No presente número da vossa revista fazemos foco no mergulho e na náutica de recreio, atividades de lazer e de tempos livres, saudáveis para o corpo e para a mente, que são também oportunidades de negócio. Como se sabe, temos muitas milhas de costa no Continente, nos Açores e na Madeira e também numerosos planos de água, rios e albufeiras, as rias Formosa, de Alvor e de Aveiro, e os estuários protegidas do Tejo e do Sado.

Contudo, antes de abordar este tema é incontornável olhar para a “economia do mar” como um todo, e para os efeitos da recente pandemia da COVID–19. O combate epidemiológico à pandemia obrigou ao confinamento da população, ao lockdown, travando a fundo a economia e provocando uma severa crise económica e social. Os economistas estimam que após atingir o fundo, a cava, algures no 2º trimestre, se inicie a recuperação, mais ou menos rápida conforme os setores, em V, em U ou em L, ninguém sabe ainda, nem se sabe da possibilidade de uma 2ª vaga da pandemia. Não esquecer que hoje a nossa economia é muito aberta ao exterior.

Vista aérea da Marina de Oeiras (imagem Oeiras Marina)
Vista aérea da Marina de Oeiras (imagem Oeiras Marina)

A pesca tem sido particularmente afetada, pois o “peixe fino” era maioritariamente adquirido por restaurantes, agora fechados ou com a sua atividade muito reduzida; foi objeto de medidas de apoio, quer do Governo, quer da Comissão Europeia, que alterou mesmo o regulamento do European Maritime and Fisheries Fund, para lhe dar maior flexibilidade.

O shipping e os portos sofrem a redução das exportações e uma menor importação de matérias primas; talvez seja este um dos subsetores que recuperará mais depressa, exceto no que se refere a atividades de navios de cruzeiro, nos rios ou no mar.

Vários sócios da APORVELA, a bordo da VERA CRUZ (direitos reservados)
Vários sócios da APORVELA, a bordo da VERA CRUZ (direitos reservados)

O turismo será muito afetado e terá, possivelmente, uma recuperação mais lenta.
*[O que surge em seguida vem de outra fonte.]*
PR #888, opened 2020-01-24
I2C multi instances: Remove static qualifier on TwoWire attributes

### LINKED ISSUE #699: Using both I2C lines on STM32F103C8 results in NACKs after some time.
I'm using the I2C on PB6/PB7 for communicating with another controller - ESP8266 as master and STM32F103C8 as slave and the I2C on PB10/PB11 as master to communicate with sensors. But after a while (random) the ESP8266 receives only Wire error "2:received NACK on transmit of address" on Wire.endTransmission() until I reset the F103C8. I'm guessing there it's some kind of interrupt race condition happening but I thought that the controller should be able to manage both I2C without interference ? If I disable the second I2C (PB10/11) everything works forever but I want the sensors :)

PS1: May be mask  I2C1 interrupt vector when communicating on I2C2 - could that be a 
part of the Wire library ?

PS2: This made it work with frequent errors to the master but at least the F103C8 doesn't die horribly :)
```
    Wire.end();
    err = compass.read();
    Wire.begin(I2C_DRIVEMOD);         // join i2c bus
    Wire.onRequest(requestEvent); // register event
    Wire.onReceive(receiveEvent); // register event
```

Of course that is insane way of doing it and it's crazy slow - I'm sure there should be a better way of using both I2C lines :)

PS3: I found the same problem described on the STM's site and it doesn't seem like anybody from STM cared to reply for a year ...

https://community.st.com/s/question/0D50X00009yHD6SSAW/issue-when-using-i2c1-and-i2c2-simultaneously-with-stm32cubefwf0v190

ABOSTM:
**Summary**

I2C buffers, as well as some other attributes of the TwoWire class,
should not be static (shared between instances),
otherwise multi instance I2C doesn't work properly.
For example when MCU is master on one instance and slave on the other,
Slave reception under interruption can happen in the middle of master transmission,
and there is conflict on the shared resources.

fixes #699

### DIFF
--- a/libraries/Wire/src/Wire.cpp
+++ b/libraries/Wire/src/Wire.cpp
@@ -27,22 +27,6 @@ extern "C" {
 
 #include "Wire.h"
 
-// Initialize Class Variables //////////////////////////////////////////////////
-uint8_t *TwoWire::rxBuffer = nullptr;
-uint8_t TwoWire::rxBufferAllocated = 0;
-uint8_t TwoWire::rxBufferIndex = 0;
-uint8_t TwoWire::rxBufferLength = 0;
-
-uint8_t TwoWire::txAddress = 0;
-uint8_t *TwoWire::txBuffer = nullptr;
-uint8_t TwoWire::txBufferAllocated = 0;
-uint8_t TwoWire::txBufferIndex = 0;
-uint8_t TwoWire::txBufferLength = 0;
-
-uint8_t TwoWire::transmitting = 0;
-void (*TwoWire::user_onRequest)(void);
-void (*TwoWire::user_onReceive)(int);
-
 // Constructors ////////////////////////////////////////////////////////////////
 
 TwoWire::TwoWire()
@@ -81,6 +65,13 @@ void TwoWire::begin(uint8_t address, bool generalCall)
   txBufferLength = 0;
   resetTxBuffer();
 
+  rxBuffer = nullptr;
+  rxBufferAllocated = 0;
+  txAddress = 0;
+  txBuffer = nullptr;
+  txBufferAllocated = 0;
+  _i2c.__this = (void *)this;
+  user_onRequest = NULL;
   transmitting = 0;
 
   ownAddress = address << 1;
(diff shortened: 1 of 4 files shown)


libraries/Wire/src/Wire.cpp
```diff
@@ -403,44 +394,48 @@ void TwoWire::flush(void)
 }
 
 // behind the scenes function that is called when data is received
-void TwoWire::onReceiveService(uint8_t *inBytes, int numBytes)
+void TwoWire::onReceiveService(i2c_t *obj, uint8_t *inBytes, int numBytes)
```
fpistm: I think it will be more concise to use the obj to get the inBytes and numBytes as they are fields of obj:
```
inBytes = (uint8_t *) obj->i2cTxRxBuffer
numBytes = obj->slaveRxNbData
```

```suggestion
void TwoWire::onReceiveService(i2c_t *obj)
```

libraries/Wire/src/utility/twi.c
```diff
@@ -1026,7 +1026,7 @@ void HAL_I2C_ListenCpltCallback(I2C_HandleTypeDef *hi2c)
   /*  Previous master transaction now ended, so inform upper layer if needed
    *  then prepare for listening to next request */
   if ((obj->slaveMode == SLAVE_MODE_RECEIVE) && (obj->slaveRxNbData != 0)) {
-    obj->i2c_onSlaveReceive((uint8_t *) obj->i2cTxRxBuffer, obj->slaveRxNbData);
+    obj->i2c_onSlaveReceive(obj, (uint8_t *) obj->i2cTxRxBuffer, obj->slaveRxNbData);
```
fpistm: According to my first remarks:
```suggestion
    obj->i2c_onSlaveReceive(obj);
```

libraries/Wire/src/utility/twi.h
```diff
@@ -99,15 +99,16 @@ struct i2c_s {
...
   PinName sda;
   PinName scl;
   IRQn_Type irq;
 #if !defined(STM32F0xx) && !defined(STM32G0xx) && !defined(STM32L0xx)
   IRQn_Type irqER;
 #endif /* !STM32F0xx && !STM32G0xx && !STM32L0xx */
   volatile int slaveRxNbData; // Number of accumulated bytes received in Slave mode
-  void (*i2c_onSlaveReceive)(uint8_t *, int);
-  void (*i2c_onSlaveTransmit)(void);
+  void (*i2c_onSlaveReceive)(i2c_t *, uint8_t *, int);
```
fpistm:
```suggestion
  void (*i2c_onSlaveReceive)(i2c_t *);
```

libraries/Wire/src/utility/twi.h
```diff
@@ -138,8 +139,8 @@ i2c_status_e i2c_master_read(i2c_t *obj, uint8_t dev_address, uint8_t *data, uin
 
 i2c_status_e i2c_IsDeviceReady(i2c_t *obj, uint8_t devAddr, uint32_t trials);
 
-void i2c_attachSlaveRxEvent(i2c_t *obj, void (*function)(uint8_t *, int));
-void i2c_attachSlaveTxEvent(i2c_t *obj, void (*function)(void));
+void i2c_attachSlaveRxEvent(i2c_t *obj, void (*function)(i2c_t *, uint8_t *, int));
```
fpistm: ditto
```suggestion
void i2c_attachSlaveRxEvent(i2c_t *obj, void (*function)(i2c_t *));
```

libraries/Wire/src/utility/twi.c
```diff
@@ -948,7 +948,7 @@ i2c_t *get_i2c_obj(I2C_HandleTypeDef *hi2c)
   * @param  function: callback function to use
   * @retval None
   */
-void i2c_attachSlaveRxEvent(i2c_t *obj, void (*function)(uint8_t *, int))
+void i2c_attachSlaveRxEvent(i2c_t *obj, void (*function)(i2c_t *, uint8_t *, int))
```
fpistm:
```suggestion
void i2c_attachSlaveRxEvent(i2c_t *obj)
```

libraries/Wire/src/Wire.h
```diff
@@ -37,28 +37,28 @@ extern "C" {
...
     i2c_t _i2c;
 
-    static void (*user_onRequest)(void);
-    static void (*user_onReceive)(int);
-    static void onRequestService(void);
-    static void onReceiveService(uint8_t *, int);
+    void (*user_onRequest)(void);
+    void (*user_onReceive)(int);
+    static void onRequestService(i2c_t *);
+    static void onReceiveService(i2c_t *, uint8_t *, int);
```
fpistm:
```suggestion
    static void onReceiveService(i2c_t *);
```

libraries/Wire/src/Wire.cpp
ABOSTM: Done

libraries/Wire/src/utility/twi.c
ABOSTM: Done

libraries/Wire/src/Wire.h
ABOSTM: Done

libraries/Wire/src/utility/twi.c
ABOSTM: Done

libraries/Wire/src/utility/twi.h
ABOSTM: Done

libraries/Wire/src/utility/twi.h
ABOSTM: Done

Hoje representa cerca de 10 % do PIB, mas com áreas próximas, como a marítimo-turística, chegará aos 17 %; é seguramente um dos maiores problemas, económicos e sociais.
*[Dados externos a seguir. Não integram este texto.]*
PR #890, opened 2020-01-24
Added support for BlackPill F411CE

TzOk83:
Added support for WeAct V2.0 STM32F411CEU6 dev. board a.k.a. BlackPill F411CE.


TzOk83:
I have used CubeMX to generate these clock dividers, checked on real board with 25MHz oscillator, and confirmed that I2C and USB work.

Target FCPU is 100 MHz for that board.

ag88:
well, i work the numbers based on your pll dividers:
25 / 12 * 96 / 2 ~ 100 Mhz - fcpu
then for usb
25 / 12 * 96 / 4 ~ 50 Mhz
usb will fail to work as usb specifically requires 48 Mhz

TzOk83:
You're right I wasn't aware of this, yet USB was working fine with 50 MHz clock, at least for a short while, as I didn't do any long term tests. I have changed the clock according to your suggestions.

ag88:
thanks! i think users would appreciate it as i think even at 50 mhz, usb 'may' work.
the trouble would be that 2 mhz difference would cause sampling to shift. usb is 48 mhz 4x oversampled, so the actual signal is 12 mhz. this shifting would seem to work initially as they are pretty close. however, as time goes on, erratic results will follow as the 50 mhz intervals will keep drifting and finally interpret the signals incorrectly

fpistm:
@TzOk83, @ag88, 

@Jozo132 made also a PR to add this support.
I will review them but I'm waiting  the system clock config update of the Generic F411Cx.
Then this board should use the generic variant to add its support.

fpistm:
This one is replaced by #909

PR #893, opened 2020-01-27
[HardwareSerial] Fix ambiguous call of overloaded function

fpistm:
```
error: call of overloaded 'HardwareSerial(int, int)' is ambiguous`

    1 | HardwareSerial Serialx(0, 1);
      |                                  ^
In file included from cores/arduino/WSerial.h:5,
                 from cores/arduino/wiring.h:47,
                 from cores/arduino/Arduino.h:32,
                 from sketch_jan27b.ino.cpp:1:
cores/arduino/HardwareSerial.h:106:5: note: candidate: 'HardwareSerial::HardwareSerial(void*, bool)'
  106 |     HardwareSerial(void *peripheral, bool halfDuplex = false);
      |     ^~~~~~~~~~~~~~
cores/arduino/HardwareSerial.h:104:5: note: candidate: 'HardwareSerial::HardwareSerial(uint32_t, uint32_t)'
  104 |     HardwareSerial(uint32_t _rx, uint32_t _tx);
      |     ^~~~~~~~~~~~~~
```

When the Rx Pin is 0 then the compiler doesn't know which constructor
to use as 0 can be interpreted like NULL. So both of them are valid:
```
 HardwareSerial(uint32_t _rx, uint32_t _tx);
 HardwareSerial(void *peripheral, bool halfDuplex = false);
```

Defining an explicit type avoid this issue.

Issue reported here:
https://www.stm32duino.com/viewtopic.php?f=13&t=137


fpistm:
WiKi updated:
https://github.com/stm32duino/wiki/wiki/API#enable-half-duplex-mode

A náutica de recreio, que recuperava ainda da crise financeira de 2012, será muito fustigada nas suas diversas facetas. A venda de embarcações parou, a atividade das marinas reduziu-se, as escolas de mergulho registam menos procura, muitas provas de surf e regatas foram já canceladas, como a vinda a Lisboa dos Tall Ships, adiada para agosto de 2021.

As instalações da Lindley em Alcabideche (imagem Grupo Lindley)
As instalações da Lindley em Alcabideche (imagem Grupo Lindley)

Contudo mantém-se alguns sinais positivos, a instalação em Setúbal de uma fábrica de embarcações de vela ligeira (classe laser) para o mercado internacional, a expansão do desporto escolar e a consolidação do projeto das Estações Náuticas.

O futuro a Deus pertence, a RM espera que … depois da tempestade venha a bonança. E que a “economia do mar”, como na crise anterior, mostre ser mais resiliente do que a maioria dos outros setores.

Mas, a vida continua, e noutro registo, importa felicitar a APORVELA pelo seu 40º aniversário e a firma LINDLEY pelos seus respeitáveis 90 anos. Os nossos sinceros parabéns!